*Directions for this task*:
The expected output is a copy of every line in the records with the string "automatically".

[Dataset entries]
..........

PR #3015, opened 2024-06-27
Add endorlabs detector

shreyas-sriram:
### Description:
This PR adds a detector for [EndorLabs](https://docs.endorlabs.com/). Find the REST API documentation for authentication [here](https://docs.endorlabs.com/rest-api/authentication/).

### Checklist:


pkg/detectors/endorlabs/endorlabs.go
```diff
@@ -0,0 +1,114 @@
...
+	client *http.Client
+}
+
+// Ensure the Scanner satisfies the interface at compile time.
+var _ detectors.Detector = (*Scanner)(nil)
+
+var (
+	defaultClient = common.SaneHttpClient()
+	// Make sure that your group is surrounded in boundary characters such as below to reduce false positives.
+	keyAndSecretPat = regexp.MustCompile(detectors.PrefixRegex([]string{"endor"}) + `\b(endr\+[a-zA-Z0-9]+)\b`)
```
ahrav, line 27: question/suggestion: While creating test keys and secrets, I noticed that all were 16 characters long. I'm not sure if this is consistent across all subscription models, as I used the free trial.

If you also observe the 16-character limit after the prefix, we can refine the regex. For example: `\b(endr\+[a-zA-Z0-9-]{16})\b`

Additionally, we should include `-` in the character class since some of the keys I created had hyphens.

pkg/detectors/endorlabs/endorlabs_test.go
```diff
@@ -0,0 +1,247 @@
...
+			s:    Scanner{},
+			args: args{
+				ctx:    context.Background(),
+				data:   []byte(fmt.Sprintf("You can find a endorlabs key %s and endorlabs secret %s within", key, secret)),
+				verify: true,
+			},
+			want: []detectors.Result{
+				{
+					DetectorType: detectorspb.DetectorType_EndorLabs,
+					Verified:     false,
```
ahrav, line 121: suggestion: I think this should be `true` and L125 should be `false`. The first Cartesian product is key + secret (`true`), and the second is secret + key (`false`).

ahrav (approved):
Couple tiny suggestions and a question, but otherwise this looks great! Thanks @shreyas-sriram appreciate the contribution. 😄

pkg/detectors/endorlabs/endorlabs.go
shreyas-sriram: Yes, it is. I wanted to keep it generic to begin with; maybe we can look at it in the future if things don't seem right.

PR #3016, opened 2024-06-27
Added Twitter v2 Detector

abmussani:
### Description:
Twitter has modified their format of bearer token which is no longer detected by old detector and have not mentioned that old format is still working or not. As per the guide, this PR includes new version of twitter detector, also includes the test for it.

### Checklist:


0x1 (commented):
the v1 tests need version info added to the extra data

rgmz:
> the v1 tests need version info added to the extra data

Is there a reason this isn't done in the engine? Doing it by hand for every detector seems sloppy.

0x1:
> > the v1 tests need version info added to the extra data
> 
> Is there a reason this isn't done in the engine? Doing it by hand for every detector seems sloppy.

i don't think the engine can modify the want cases

rgmz:
> i don't think the engine can modify the want cases

Ah, I meant adding version info to the result automatically so you don't have to do this for every detector:
```go
  ExtraData: map[string]string{
    "version": fmt.Sprintf("%d", s.Version()),
  },
```

But you're correct that you'd still need to do:
```diff
 {
   DetectorType: detectorspb.DetectorType_Twitter,
+  DetectorVersion: 2,
   Verified:     true,
 },
```

0x1:
> > i don't think the engine can modify the want cases
> 
> Ah, I meant adding version info to the result automatically so you don't have to do this for every detector:
> 
> ```go
>   ExtraData: map[string]string{
>     "version": fmt.Sprintf("%d", s.Version()),
>   },
> ```
> 
> But you're correct that you'd still need to do:
> 
> ```diff
>  {
>    DetectorType: detectorspb.DetectorType_Twitter,
> +  DetectorVersion: 2,
>    Verified:     true,
>  },
> ```

fair point.

abmussani:
> > the v1 tests need version info added to the extra data
> 
> Is there a reason this isn't done in the engine? Doing it by hand for every detector seems sloppy.

I believe its not mandatory to implement Version for all the detectors. that's where engine cannot do that.

rosecodym:
> > > the v1 tests need version info added to the extra data
> > 
> > 
> > Is there a reason this isn't done in the engine? Doing it by hand for every detector seems sloppy.
> 
> I believe its not mandatory to implement Version for all the detectors. that's where engine cannot do that.

I believe that @rgmz is proposing new engine logic that checks to see if a detector has a version, and adding it to `ExtraData` if it does, but doing nothing otherwise. Is there any reason we couldn't do that?

abmussani:
> > > > the v1 tests need version info added to the extra data
> > > 
> > > 
> > > Is there a reason this isn't done in the engine? Doing it by hand for every detector seems sloppy.
> > 
> > 
> > I believe its not mandatory to implement Version for all the detectors. that's where engine cannot do that.
> 
> I believe that @rgmz is proposing new engine logic that checks to see if a detector has a version, and adding it to `ExtraData` if it does, but doing nothing otherwise. Is there any reason we couldn't do that?

@rosecodym It is (doable)[https://go.dev/play/p/ojkLkTvnI7Z] to detect detectors are implementing Version. I am not sure what will be impact of it, and also engine is suppose to modify the results.

zricethezav:
> I believe that @rgmz is proposing new engine logic that checks to see if a detector has a version, and adding it to ExtraData if it does, but doing nothing otherwise. Is there any reason we couldn't do that?

This is good, we should do this

0x1 (approved):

..........

*Solution for this task*:
Ah, I meant adding version info to the result automatically so you don't have to do this for every detector:
> Ah, I meant adding version info to the result automatically so you don't have to do this for every detector:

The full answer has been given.